Excerpted records:
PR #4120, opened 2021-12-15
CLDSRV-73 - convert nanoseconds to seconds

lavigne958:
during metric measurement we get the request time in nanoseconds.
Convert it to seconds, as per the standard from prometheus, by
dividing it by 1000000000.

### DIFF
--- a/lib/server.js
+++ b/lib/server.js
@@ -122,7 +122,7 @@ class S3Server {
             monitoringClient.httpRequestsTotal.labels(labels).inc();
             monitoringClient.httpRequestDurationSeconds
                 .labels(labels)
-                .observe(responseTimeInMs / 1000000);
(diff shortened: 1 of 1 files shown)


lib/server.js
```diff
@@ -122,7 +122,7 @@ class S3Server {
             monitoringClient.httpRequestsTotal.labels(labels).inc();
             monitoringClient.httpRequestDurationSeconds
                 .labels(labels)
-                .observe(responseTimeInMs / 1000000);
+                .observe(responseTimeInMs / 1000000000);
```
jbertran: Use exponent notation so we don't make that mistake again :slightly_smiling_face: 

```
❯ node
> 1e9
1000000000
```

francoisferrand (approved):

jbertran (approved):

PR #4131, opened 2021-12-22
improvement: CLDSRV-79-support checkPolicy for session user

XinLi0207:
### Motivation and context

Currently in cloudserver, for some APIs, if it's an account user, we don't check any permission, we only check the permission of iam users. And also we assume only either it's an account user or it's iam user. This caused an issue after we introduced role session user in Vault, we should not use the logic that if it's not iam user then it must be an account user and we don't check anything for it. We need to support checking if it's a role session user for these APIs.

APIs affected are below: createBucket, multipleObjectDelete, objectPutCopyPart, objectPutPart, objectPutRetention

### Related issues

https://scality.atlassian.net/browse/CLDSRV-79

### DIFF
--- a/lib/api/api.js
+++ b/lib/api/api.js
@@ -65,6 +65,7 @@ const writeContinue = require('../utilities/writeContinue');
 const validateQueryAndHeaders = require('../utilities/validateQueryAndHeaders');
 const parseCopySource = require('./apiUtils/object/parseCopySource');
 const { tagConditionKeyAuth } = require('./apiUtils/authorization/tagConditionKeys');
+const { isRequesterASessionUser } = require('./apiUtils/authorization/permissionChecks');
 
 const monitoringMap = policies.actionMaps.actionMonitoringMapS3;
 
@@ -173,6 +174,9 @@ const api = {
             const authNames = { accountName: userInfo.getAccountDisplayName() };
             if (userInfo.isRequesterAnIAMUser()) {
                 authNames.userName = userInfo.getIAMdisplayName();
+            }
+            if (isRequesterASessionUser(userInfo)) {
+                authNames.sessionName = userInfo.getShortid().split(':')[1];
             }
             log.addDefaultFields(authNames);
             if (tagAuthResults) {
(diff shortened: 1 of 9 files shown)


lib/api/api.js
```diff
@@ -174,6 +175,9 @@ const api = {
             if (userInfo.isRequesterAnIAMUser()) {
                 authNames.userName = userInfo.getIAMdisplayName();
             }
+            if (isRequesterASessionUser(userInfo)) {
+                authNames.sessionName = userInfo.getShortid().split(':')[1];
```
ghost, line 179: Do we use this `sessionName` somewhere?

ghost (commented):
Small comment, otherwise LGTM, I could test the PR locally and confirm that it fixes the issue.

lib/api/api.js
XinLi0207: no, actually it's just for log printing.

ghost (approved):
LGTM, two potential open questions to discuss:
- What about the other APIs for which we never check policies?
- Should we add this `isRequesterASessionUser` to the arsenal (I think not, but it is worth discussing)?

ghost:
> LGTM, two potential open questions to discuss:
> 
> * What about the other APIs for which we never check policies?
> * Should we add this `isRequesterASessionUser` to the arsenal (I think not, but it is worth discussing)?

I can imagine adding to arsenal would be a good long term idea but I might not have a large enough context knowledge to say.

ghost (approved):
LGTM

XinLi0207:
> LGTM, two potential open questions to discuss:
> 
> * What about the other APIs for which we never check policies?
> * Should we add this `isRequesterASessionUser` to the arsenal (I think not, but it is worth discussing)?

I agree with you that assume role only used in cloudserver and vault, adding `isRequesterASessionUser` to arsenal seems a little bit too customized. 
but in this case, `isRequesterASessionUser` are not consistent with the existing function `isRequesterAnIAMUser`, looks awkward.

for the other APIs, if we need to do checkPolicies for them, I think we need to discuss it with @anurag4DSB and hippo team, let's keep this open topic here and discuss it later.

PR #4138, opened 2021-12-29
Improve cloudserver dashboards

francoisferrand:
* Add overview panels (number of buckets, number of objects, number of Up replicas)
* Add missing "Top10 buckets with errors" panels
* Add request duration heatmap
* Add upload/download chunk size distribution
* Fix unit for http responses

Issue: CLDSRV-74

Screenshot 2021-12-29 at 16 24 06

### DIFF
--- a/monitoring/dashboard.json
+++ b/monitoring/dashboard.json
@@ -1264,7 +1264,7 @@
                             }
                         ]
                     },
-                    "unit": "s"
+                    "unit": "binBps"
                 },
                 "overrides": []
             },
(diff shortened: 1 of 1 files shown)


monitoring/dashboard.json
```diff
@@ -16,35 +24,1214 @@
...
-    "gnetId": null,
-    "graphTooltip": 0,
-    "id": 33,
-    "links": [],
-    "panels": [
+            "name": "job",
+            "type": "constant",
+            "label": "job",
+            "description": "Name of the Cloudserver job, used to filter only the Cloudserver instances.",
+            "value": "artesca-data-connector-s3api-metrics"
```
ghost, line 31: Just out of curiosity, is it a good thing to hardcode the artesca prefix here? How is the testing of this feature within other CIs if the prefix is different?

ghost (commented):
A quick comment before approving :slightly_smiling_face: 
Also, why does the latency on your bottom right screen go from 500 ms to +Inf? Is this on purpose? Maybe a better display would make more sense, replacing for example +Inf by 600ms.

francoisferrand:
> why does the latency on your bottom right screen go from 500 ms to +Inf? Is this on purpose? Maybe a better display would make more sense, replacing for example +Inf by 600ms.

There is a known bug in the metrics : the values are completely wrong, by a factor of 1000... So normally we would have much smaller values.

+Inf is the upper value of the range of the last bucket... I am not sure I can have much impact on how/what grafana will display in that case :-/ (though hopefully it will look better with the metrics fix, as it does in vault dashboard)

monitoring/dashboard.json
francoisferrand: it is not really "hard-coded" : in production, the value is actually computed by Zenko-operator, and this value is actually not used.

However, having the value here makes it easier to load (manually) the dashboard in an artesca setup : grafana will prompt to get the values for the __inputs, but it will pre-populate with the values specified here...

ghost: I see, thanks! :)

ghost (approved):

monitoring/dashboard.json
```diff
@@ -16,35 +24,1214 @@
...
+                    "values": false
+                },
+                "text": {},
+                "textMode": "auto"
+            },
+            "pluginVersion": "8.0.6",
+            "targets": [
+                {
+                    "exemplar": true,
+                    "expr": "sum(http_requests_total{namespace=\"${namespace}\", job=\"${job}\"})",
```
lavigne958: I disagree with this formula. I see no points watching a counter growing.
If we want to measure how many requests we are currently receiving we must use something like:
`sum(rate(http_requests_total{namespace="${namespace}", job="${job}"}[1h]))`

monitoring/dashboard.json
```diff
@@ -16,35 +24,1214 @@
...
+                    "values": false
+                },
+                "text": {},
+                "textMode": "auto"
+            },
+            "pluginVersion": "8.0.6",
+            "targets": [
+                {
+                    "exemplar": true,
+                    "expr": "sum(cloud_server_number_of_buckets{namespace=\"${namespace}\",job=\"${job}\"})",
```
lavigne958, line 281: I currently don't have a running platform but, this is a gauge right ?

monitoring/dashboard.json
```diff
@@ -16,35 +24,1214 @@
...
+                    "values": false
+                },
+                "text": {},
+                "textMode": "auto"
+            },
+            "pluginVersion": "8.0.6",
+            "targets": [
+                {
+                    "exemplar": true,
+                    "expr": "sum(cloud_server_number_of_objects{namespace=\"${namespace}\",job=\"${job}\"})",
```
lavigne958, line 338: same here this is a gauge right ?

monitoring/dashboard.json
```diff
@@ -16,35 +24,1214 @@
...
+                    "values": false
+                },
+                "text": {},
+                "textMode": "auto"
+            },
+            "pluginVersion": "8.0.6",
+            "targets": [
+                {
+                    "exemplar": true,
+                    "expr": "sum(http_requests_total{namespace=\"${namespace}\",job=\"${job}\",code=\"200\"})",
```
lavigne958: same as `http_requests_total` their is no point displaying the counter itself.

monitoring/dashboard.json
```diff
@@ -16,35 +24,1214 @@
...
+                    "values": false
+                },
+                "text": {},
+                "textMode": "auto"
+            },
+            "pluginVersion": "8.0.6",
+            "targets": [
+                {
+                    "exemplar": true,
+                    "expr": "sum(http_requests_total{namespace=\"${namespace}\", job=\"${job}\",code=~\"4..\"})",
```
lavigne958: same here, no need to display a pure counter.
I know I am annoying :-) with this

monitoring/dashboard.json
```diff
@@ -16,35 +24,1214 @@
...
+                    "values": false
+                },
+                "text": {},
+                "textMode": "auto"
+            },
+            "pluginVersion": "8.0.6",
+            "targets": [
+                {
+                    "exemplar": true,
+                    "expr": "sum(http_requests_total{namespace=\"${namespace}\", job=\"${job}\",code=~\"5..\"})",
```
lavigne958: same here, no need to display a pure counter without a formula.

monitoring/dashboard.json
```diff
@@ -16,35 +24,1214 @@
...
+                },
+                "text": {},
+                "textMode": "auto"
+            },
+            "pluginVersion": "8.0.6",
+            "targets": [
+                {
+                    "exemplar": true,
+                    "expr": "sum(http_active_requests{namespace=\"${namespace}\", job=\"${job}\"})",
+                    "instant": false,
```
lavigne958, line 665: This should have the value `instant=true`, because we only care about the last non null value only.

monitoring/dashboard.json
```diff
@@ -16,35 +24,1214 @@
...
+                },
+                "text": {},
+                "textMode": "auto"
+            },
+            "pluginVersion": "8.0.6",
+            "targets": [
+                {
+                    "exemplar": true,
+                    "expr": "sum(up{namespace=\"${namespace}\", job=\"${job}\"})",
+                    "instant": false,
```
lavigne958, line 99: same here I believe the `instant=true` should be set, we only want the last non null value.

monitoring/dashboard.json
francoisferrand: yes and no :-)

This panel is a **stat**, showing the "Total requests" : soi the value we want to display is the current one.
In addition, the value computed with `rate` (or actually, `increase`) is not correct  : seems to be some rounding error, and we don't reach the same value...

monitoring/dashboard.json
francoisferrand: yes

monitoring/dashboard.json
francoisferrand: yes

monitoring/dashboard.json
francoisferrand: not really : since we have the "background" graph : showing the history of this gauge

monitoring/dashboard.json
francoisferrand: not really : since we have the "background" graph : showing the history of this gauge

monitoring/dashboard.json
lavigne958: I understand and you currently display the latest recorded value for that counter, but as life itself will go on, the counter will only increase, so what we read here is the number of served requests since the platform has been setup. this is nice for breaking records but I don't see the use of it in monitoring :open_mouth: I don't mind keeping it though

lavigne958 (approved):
* * *
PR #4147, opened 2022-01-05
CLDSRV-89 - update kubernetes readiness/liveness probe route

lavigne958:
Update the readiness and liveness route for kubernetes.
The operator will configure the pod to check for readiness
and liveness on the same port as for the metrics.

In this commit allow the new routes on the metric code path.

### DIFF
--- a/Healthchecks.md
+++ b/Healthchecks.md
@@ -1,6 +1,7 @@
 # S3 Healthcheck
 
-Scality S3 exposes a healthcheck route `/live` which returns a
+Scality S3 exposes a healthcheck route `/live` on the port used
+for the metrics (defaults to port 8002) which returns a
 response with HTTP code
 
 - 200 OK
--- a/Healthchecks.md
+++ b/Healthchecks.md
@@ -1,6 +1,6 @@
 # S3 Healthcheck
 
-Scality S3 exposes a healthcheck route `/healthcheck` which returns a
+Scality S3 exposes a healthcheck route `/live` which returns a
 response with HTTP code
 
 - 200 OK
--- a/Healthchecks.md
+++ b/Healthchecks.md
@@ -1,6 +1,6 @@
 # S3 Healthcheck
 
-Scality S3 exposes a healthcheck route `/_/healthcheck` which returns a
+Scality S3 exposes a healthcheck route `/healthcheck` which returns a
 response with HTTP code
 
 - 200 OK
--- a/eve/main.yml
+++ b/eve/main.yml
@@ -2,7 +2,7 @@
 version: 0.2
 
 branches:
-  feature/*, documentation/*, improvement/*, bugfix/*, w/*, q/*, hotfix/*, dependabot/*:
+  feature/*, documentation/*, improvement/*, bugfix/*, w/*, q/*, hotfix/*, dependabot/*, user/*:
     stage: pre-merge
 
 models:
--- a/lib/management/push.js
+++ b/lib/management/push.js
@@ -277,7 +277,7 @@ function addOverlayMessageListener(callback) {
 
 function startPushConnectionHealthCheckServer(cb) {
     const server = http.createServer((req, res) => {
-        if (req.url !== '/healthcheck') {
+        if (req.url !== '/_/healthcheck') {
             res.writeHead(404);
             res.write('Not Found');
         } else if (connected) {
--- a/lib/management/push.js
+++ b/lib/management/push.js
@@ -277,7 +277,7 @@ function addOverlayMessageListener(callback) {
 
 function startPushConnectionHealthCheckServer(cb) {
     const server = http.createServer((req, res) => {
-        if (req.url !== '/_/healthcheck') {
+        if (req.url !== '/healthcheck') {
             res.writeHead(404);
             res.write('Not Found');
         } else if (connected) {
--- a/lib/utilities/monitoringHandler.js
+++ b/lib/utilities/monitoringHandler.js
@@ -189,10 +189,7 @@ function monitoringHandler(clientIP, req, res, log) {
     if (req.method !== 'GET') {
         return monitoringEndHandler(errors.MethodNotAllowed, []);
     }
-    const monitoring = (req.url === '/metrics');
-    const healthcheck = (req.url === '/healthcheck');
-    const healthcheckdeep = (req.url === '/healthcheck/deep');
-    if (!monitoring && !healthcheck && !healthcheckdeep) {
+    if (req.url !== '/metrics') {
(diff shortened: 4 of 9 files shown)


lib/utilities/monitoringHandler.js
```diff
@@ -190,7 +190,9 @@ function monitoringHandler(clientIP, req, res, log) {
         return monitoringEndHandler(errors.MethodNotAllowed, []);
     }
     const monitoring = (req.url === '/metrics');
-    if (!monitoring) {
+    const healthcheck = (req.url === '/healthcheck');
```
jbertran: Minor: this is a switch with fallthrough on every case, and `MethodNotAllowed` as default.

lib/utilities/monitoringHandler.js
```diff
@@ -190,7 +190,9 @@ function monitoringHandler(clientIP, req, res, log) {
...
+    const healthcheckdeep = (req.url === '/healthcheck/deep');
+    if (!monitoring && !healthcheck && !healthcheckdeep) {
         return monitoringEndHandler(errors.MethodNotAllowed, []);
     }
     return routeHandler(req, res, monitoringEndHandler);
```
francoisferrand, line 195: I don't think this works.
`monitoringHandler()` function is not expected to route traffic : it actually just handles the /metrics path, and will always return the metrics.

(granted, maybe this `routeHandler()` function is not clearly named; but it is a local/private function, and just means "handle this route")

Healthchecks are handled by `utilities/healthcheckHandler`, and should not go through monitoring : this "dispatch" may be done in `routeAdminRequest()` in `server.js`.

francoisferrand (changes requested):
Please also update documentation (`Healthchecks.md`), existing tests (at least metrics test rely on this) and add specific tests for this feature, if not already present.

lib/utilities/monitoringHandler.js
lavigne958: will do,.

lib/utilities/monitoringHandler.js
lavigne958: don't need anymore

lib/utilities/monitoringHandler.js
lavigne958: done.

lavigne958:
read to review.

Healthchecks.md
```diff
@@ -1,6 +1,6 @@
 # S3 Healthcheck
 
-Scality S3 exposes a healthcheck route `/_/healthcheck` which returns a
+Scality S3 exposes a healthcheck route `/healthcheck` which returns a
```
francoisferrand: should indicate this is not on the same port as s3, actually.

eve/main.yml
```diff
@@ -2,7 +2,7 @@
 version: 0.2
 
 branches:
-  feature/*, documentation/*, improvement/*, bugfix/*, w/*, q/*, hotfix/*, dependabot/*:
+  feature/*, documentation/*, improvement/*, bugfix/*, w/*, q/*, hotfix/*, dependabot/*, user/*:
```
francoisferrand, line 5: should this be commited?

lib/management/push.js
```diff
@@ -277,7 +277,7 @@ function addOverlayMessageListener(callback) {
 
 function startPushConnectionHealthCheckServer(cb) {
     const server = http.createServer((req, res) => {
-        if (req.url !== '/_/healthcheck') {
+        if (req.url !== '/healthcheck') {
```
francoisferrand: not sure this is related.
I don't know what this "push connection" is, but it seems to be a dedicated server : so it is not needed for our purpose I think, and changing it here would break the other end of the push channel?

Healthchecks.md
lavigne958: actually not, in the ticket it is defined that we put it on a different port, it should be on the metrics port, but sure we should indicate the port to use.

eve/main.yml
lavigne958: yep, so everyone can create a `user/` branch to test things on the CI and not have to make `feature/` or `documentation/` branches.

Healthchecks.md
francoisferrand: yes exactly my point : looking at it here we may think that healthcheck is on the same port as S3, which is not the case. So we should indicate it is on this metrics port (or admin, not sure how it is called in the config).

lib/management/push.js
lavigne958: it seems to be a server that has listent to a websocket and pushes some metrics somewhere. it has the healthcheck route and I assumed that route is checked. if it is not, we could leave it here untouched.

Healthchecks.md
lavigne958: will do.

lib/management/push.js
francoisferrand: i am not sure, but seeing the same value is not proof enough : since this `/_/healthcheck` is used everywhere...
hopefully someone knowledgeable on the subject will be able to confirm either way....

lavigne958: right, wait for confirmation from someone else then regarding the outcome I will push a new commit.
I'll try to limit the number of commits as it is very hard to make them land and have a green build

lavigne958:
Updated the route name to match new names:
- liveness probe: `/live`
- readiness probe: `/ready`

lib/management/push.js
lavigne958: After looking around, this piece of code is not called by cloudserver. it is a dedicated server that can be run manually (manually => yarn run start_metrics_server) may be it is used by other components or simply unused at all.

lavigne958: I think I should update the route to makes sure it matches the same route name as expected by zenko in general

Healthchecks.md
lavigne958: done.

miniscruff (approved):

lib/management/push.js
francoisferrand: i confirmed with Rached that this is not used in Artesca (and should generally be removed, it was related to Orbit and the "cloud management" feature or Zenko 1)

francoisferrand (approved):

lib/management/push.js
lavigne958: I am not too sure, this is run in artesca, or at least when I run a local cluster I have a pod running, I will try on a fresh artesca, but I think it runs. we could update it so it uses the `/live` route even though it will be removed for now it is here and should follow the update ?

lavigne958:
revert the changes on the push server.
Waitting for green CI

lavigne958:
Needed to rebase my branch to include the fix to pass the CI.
==
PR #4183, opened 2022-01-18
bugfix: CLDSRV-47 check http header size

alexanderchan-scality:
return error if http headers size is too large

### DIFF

Activity: From the entries above, write out only the lines starting at the line that holds "request duration heatmap" and ending at the line that holds "A quick comment", keeping both and matching them exactly.

Exercise response:
* Add request duration heatmap
* Add upload/download chunk size distribution
* Fix unit for http responses

Issue: CLDSRV-74

Screenshot 2021-12-29 at 16 24 06

### DIFF
--- a/monitoring/dashboard.json
+++ b/monitoring/dashboard.json
@@ -1264,7 +1264,7 @@
                             }
                         ]
                     },
-                    "unit": "s"
+                    "unit": "binBps"
                 },
                 "overrides": []
             },
(diff shortened: 1 of 1 files shown)


monitoring/dashboard.json
```diff
@@ -16,35 +24,1214 @@
...
-    "gnetId": null,
-    "graphTooltip": 0,
-    "id": 33,
-    "links": [],
-    "panels": [
+            "name": "job",
+            "type": "constant",
+            "label": "job",
+            "description": "Name of the Cloudserver job, used to filter only the Cloudserver instances.",
+            "value": "artesca-data-connector-s3api-metrics"
```
ghost, line 31: Just out of curiosity, is it a good thing to hardcode the artesca prefix here? How is the testing of this feature within other CIs if the prefix is different?

ghost (commented):
A quick comment before approving :slightly_smiling_face: 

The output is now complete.